Vernor Au-Yong, a small scholarly gentleman with square-rimmed glasses and mussed black hair, felt especially tiny and insignificant in contrast to the night sky.  Ten very large and bright stars, each surrounded and highlighted by circular swirls of yellow and gray hues, overpowered the sky and the crescent moonlight. 

He pulled a postcard from his pocket and held it out to bask in the streetlights.  The tiny picture of Vincent Van Gogh’s “Starry Night” seemed to compel him to save the universe.  He wondered if, like Vincent, he was going insane.
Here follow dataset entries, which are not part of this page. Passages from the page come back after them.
PR #76, opened 2020-06-16
:sparkles: by default messages are adressed to the room when a user i…

antoineeudes:


src/components/organisms/Chatbox/Chatbox.tsx
```diff
@@ -91,31 +127,49 @@ const Chatbox: React.FunctionComponent<PropsType> = ({
...
                   </Dropdown.Menu>
                 </Dropdown>
               </div>
             )}
 
             <ChatForm
-              type={isPrivate ? "private" : chatboxMessageType}
-              discussionPartner={discussionPartner}
+              type={
+                isPrivate || privateRecipient ? "private" : chatboxMessageType
```
mathieud, line 168: Do we have 2 types of private messages?

src/components/organisms/Chatbox/Chatbox.tsx
```diff
@@ -65,11 +77,35 @@ const Chatbox: React.FunctionComponent<PropsType> = ({
...
 
+  let privateRecipient;
+  const lastChat = chatsToDisplay && chatsToDisplay[0];
+  if (
+    !isPrivate &&
+    !hasUserSelectedRecipient &&
+    lastChat &&
+    lastChat.type === "private"
+  ) {
+    if (lastChat?.to === user.uid) {
```
mathieud, line 93: I don't know how active the chat is, but it shouldn't change who you're sending it to while you're writing something.

src/components/organisms/Chatbox/Chatbox.tsx
```diff
@@ -50,26 +56,64 @@ const Chatbox: React.FunctionComponent<PropsType> = ({
...
   }
 
+  const changeChatboxMessageType = (type: string) => {
+    setIsRecipientChangeBlocked(true);
+    setChatboxMessageType(type);
+    setPrivateRecipient(undefined);
+  };
+
+  useEffect(() => {
+    console.log(isRecipientChangeBlocked);
```
mathieud, line 93: remove this

src/components/organisms/Chatbox/Chatbox.tsx
thecadams: Seems like a pretty reasonable point, lets raise this point to chat with Ed and I in TR

thecadams: Ah just noticed this got addressed as I kept reading, please disregard! Great work!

Vernor and his brother Arthur stood in front of the Church of St. Trophime in Arles, France.  Statues of saints decorated both sides of the famous building’s west portal.  It was late at night, and no one else was around.  Just the thought of climbing up the sides of the Church made Vernor feel dizzy and queasy.  Heights always reminded him of his fall from a balcony.  He looked up and stared at one halo in the sky in particular. 

Vernor said, “Star V838 was the first explosion visible to the naked eye.  The energy bounced off gases to form the halo you see around the star.  Now there are ten stars like that.”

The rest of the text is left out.